I'm pleased to announce the release of chemfp 4.0.
The two themes of this release are diversity selection and improving the user-interface for interactive use.
Diversity selection
Chemfp 4.0 adds implementations of the MaxMin, heapsweep, and sphere exclusion algorithms for diversity selection.
MaxMin is an approximate iterative method to identify the most dissimilar fingerprints in a dataset without first computing all pairs of similarities. It can also be used for reference-based selection, where the picks must also be dissimilar to a set of reference fingerprints. For example, picking diverse fingerprints from a vendor catalog which are also diverse from an in-house collection.
Heapsweep is an exact iterative method to identify the most dissimilar fingerprints in a dataset without first computing all pairs of similarities. It is about 50x slower than MaxMin. It is primarily used to seed MaxMin with with the globally most diverse fingerprint, if no initial pick is given.
Sphere exclusion used to modify random sampling to prevent picking fingerprints which are similar to previous picks. Chemfp also supports directed sphere exclusion (DISE) using ranked picks. Fingerprints might be ranked by similarity to a set of reference compounds or by a user-defined list of values.
These algorithms are available using the new chemfp
command, using
the subcommand chemfp maxmin
, chemfp heapsweep
, and chemfp
spherex
, and through the chemfp API as chemfp.maxmin
,
chemfp.heapsweep
and chemfp.spherex
.
Improved user-interface
Chemfp's command-line tools build on the chemfp Python API so in
principle people could generate fingerprint files or do similarity
searches directly with the API. In practice, the API was too
low-level, and even in the notebook it was easier to !
shell out
chemfp's command-line tools.
There are new "high-level" functions which are similar to the
command-line tools. Rather than using !simsearch
, use
chemfp.simsearch()
. Rather than using !rdkit2fps
, use
chemfp.rdkit2fps
, and so on.
Chemfp 4.0 add pandas integration. The similarity search and diversity
selection results have a to_pandas
method which exports the data to
a Pandas dataframe.
One calming additition is progress bars, based on tqdm, which are used in most places which are likely to take a long time. (The default progress bar can be disabled through the API or by setting the CHEMFP_PROGRESSBAR environment variable to "0".)

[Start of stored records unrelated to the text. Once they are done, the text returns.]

PR #4366, opened 2026-07-01
Measure position-reconciliation grace on the monotonic clock

folknor:
### The bug

`check_position_discrepancy` has a grace window. Idea's simple and correct: if we *just* touched a position locally, don't panic about a cache-vs-venue mismatch yet — the local pipeline is probably mid-flight catching up. It suppresses the discrepancy for `position_check_threshold_ns` and gives things a moment to settle before it synthesizes an `EXTERNAL` reconciliation position.

The catch is *which clock measures that moment*. The window is a real-time settling period — you want N real seconds of cover, full stop. But it was measured off `self.clock`: `last_activity` stamped from `self.clock`, threshold compared against a `self.clock` delta.

`self.clock` is not guaranteed to tick at wall rate. A live node can be handed a non-wall clock through a clock factory — a simulated or replay venue driving the node's clock. Let that clock run fast, or sit it on a different epoch, and `ts_now - last_activity` stops being real elapsed time. The threshold stops meaning what it says. Run the clock at speed and the window shrinks by that factor; it can be gone before the first reconciliation poll even fires.

And the runtime already has a clock for exactly this. The live runner loop (`LiveNode::run`) schedules its wake-ups on the monotonic `dst::time` clock — that's what the codebase reaches for whenever it needs real elapsed time. The grace is a real-time window too; it was just the one spot still measuring that window on `self.clock`.

### The fix

Measure the grace on the monotonic clock. Stamp `last_activity` from `dst::time::Instant`, compare with `elapsed()` against the threshold as a `Duration`. Now N seconds means N real seconds of cover at any clock speed or epoch. `record_position_activity` stops taking a `ts_event` and stops reading `self.clock`; the activity map holds monotonic instants.

This is a live-only path — the continuous position check never runs under backtest — so a monotonic clock here costs nothing in backtest determinism.

### The latent panic it also removes

The old code had a second, worse bug that this removes on the way past — @cjdsellers spotted it in review. `last_activity` was stamped from venue timestamps (`ts_event` / `ts_last`) while `ts_now` came from `self.clock`: two different axes, subtracted with plain `UnixNanos` arithmetic, which panics on underflow. A venue clock running even slightly ahead of local time is enough — `ts_now - last_activity` underflows and takes the reconciliation task down with it.

Stamping on the monotonic clock and comparing with `elapsed()` removes the mixed-axis subtraction entirely, so there's nothing left to underflow. The order-side `record_local_activity` already sidestepped both problems — receipt-time stamp, saturating `duration_since` — so this brings the position side in line with it.

### Test

Added a regression test. It records local activity, then jumps `self.clock` ~954 days forward in a single step — a trading clock that's raced far ahead while no real time has passed — and asserts the grace still holds. I pointed the grace back at `self.clock`, watched the test fail (two phantom reconciliation events), put the monotonic clock back, watched it pass.

### DIFF
--- a/crates/live/src/execution/manager.rs
+++ b/crates/live/src/execution/manager.rs
@@ -18,7 +18,7 @@
 //! This module provides the execution manager for reconciling execution state between
 //! the local cache and connected venues, as well as purging old state during live trading.
 
-use std::{cell::RefCell, fmt::Debug, rc::Rc, str::FromStr, sync::LazyLock};
+use std::{cell::RefCell, fmt::Debug, rc::Rc, str::FromStr, sync::LazyLock, time::Duration};
 
 use indexmap::{IndexMap, IndexSet};
 use nautilus_common::{
@@ -26,6 +26,7 @@ use nautilus_common::{
     clients::ExecutionClient,
     clock::Clock,
     enums::{LogColor, LogLevel},
+    live::dst,
     log_info,
     messages::{
         ExecutionReport,
@@ -271,7 +272,8 @@ pub struct ExecutionManager {
     recon_check_retries: IndexMap<ClientOrderId, u32>,
     ts_last_query: IndexMap<ClientOrderId, UnixNanos>,
     order_local_activity_ns: IndexMap<ClientOrderId, UnixNanos>,
-    position_local_activity_ns: IndexMap<InstrumentAccountKey, UnixNanos>,
+    // Monotonic (`dst::time`) instants, not `self.clock`; see `record_position_activity`.
+    position_local_activity: IndexMap<InstrumentAccountKey, dst::time::Instant>,
     position_recon_retries: IndexMap<InstrumentAccountKey, u32>,
     recent_fills_cache: IndexMap<TradeId, UnixNanos>,
 }
@@ -305,7 +307,7 @@ impl ExecutionManager {
             recon_check_retries: IndexMap::new(),
             ts_last_query: IndexMap::new(),
             order_local_activity_ns: IndexMap::new(),
-            position_local_activity_ns: IndexMap::new(),
+            position_local_activity: IndexMap::new(),
             position_recon_retries: IndexMap::new(),
             recent_fills_cache: IndexMap::new(),
         }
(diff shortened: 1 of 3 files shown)


cjdsellers:
Hi @folknor,

Thanks for the PR, and for this careful clock-axis analysis.

The direction reads right to me: as you pointed out, the reconciliation loop already schedules on `dst::time`, so measuring the grace there lines the two up. I applied the branch locally and the position-check suite passes, including the new regression test.

Worth adding to the description: this also fixes a more severe latent bug. `last_activity` was stamped from venue timestamps (`ts_event` / `ts_last`) while `ts_now` came from `self.clock`, and `UnixNanos` subtraction panics on underflow, so a venue clock slightly ahead of local time could panic the reconciliation task. The order-side `record_local_activity` already avoids both problems by stamping receipt time and comparing with saturating `duration_since`.

A couple of things to fix before this lands:

- The updated comment in `test_position_check_activity_throttle_independent_per_account` says the activity is "stamped from the manager's clock", but it is stamped from the monotonic `dst::time` clock.
- The same rationale is currently stated four times (field comment, `record_position_activity` doc, check-site comment, test preamble). Please keep one trimmed version in the `record_position_activity` doc, reduce the others to a line each, and drop the em dashes per repo style.

One follow-up to note rather than block on: the order-side graces (`open_check_threshold_ns`, inflight, recent-fills TTL) still measure on `self.clock`, so the same argument applies there. I'd keep this PR scoped to positions and move the siblings separately.

folknor:
Yes, I discovered the latent bug while working on this, but I didn't mention it because I wasn't 100% sure - only 97% :joy: 

Thank you, I will fix up the code later today.

folknor:
> A couple of things to fix before this lands:

Thank you, I've addressed your concerns and fast-forwarded the branch.

> One follow-up to note rather than block on: the order-side graces (`open_check_threshold_ns`, inflight, recent-fills TTL) still measure on `self.clock`, so the same argument applies there. I'd keep this PR scoped to positions and move the siblings separately.

Indeed! I'm working on that now, separate PR incoming. It's actually a bit more than you scoped here, I hope you will be pleasantly surprised.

There are new helper methods to make it easier to work with
toolkit-specific formats and fingerprint types, like using
chemfp.rdkit.morgan.from_smiles("CO")
to convert a SMILES string
into an RDKit Morgan fingerprint.
Finally, the simsearch and diversity selection command-line tools
support CSV and TSV output, specified through the --out
option or
based on the output filename extension.